WHAT THE TASK ASKS
In the records below, the line with "- create shell" opens the range and the line with "- remove unneeded" closes it; print that range exactly and nothing else.

PROVIDED MATERIAL
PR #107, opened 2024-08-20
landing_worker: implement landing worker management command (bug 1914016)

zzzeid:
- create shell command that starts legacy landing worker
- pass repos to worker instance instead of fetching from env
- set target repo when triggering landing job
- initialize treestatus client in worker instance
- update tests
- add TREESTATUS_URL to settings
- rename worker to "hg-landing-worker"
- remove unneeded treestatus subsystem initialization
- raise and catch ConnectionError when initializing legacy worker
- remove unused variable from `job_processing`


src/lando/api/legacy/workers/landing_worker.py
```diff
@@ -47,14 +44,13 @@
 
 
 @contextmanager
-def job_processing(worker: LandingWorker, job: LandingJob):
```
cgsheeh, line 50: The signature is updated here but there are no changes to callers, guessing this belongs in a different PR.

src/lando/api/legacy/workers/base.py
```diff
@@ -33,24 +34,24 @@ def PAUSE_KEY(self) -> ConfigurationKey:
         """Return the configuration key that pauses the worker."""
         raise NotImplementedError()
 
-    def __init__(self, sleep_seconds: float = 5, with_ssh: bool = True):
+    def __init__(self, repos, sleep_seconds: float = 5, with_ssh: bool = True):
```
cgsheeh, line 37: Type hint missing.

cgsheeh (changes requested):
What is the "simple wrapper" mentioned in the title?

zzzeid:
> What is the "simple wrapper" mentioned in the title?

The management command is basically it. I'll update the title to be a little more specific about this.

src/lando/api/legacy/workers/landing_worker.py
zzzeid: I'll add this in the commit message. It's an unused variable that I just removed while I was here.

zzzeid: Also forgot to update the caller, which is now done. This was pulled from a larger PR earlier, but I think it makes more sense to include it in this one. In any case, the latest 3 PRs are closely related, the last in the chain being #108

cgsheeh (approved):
* * *
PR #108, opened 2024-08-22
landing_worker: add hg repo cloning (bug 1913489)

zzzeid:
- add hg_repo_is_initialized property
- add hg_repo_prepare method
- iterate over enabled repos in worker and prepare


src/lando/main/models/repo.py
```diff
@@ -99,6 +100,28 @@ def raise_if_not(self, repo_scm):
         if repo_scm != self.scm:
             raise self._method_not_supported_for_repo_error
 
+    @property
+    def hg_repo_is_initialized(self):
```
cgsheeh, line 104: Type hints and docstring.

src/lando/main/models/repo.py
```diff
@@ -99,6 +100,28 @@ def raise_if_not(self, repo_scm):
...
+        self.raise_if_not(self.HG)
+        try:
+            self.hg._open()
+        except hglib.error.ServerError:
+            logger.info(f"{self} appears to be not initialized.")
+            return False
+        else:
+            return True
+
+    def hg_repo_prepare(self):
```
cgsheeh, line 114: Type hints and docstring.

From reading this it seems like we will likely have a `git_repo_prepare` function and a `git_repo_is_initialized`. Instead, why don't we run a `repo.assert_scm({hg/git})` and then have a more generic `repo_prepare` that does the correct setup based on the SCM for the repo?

WRITTEN RESPONSE
- create shell command that starts legacy landing worker
- pass repos to worker instance instead of fetching from env
- set target repo when triggering landing job
- initialize treestatus client in worker instance
- update tests
- add TREESTATUS_URL to settings
- rename worker to "hg-landing-worker"
- remove unneeded treestatus subsystem initialization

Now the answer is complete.